Repeat the data precisely as given.
------ Supplied data ------
PR #84, opened 2016-07-01
do not pass deployment props to the app

### LINKED ISSUE #83: Local deployer should not copy deployment properties to the environment.
https://github.com/spring-cloud/spring-cloud-deployer/blob/master/spring-cloud-deployer-local/src/main/java/org/springframework/cloud/deployer/spi/local/LocalAppDeployer.java#L101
------
> **Answer box**
PR #84, opened 2016-07-01
do not pass deployment props to the app

### LINKED ISSUE #83: Local deployer should not copy deployment properties to the environment.
https://github.com/spring-cloud/spring-cloud-deployer/blob/master/spring-cloud-deployer-local/src/main/java/org/springframework/cloud/deployer/spi/local/LocalAppDeployer.java#L101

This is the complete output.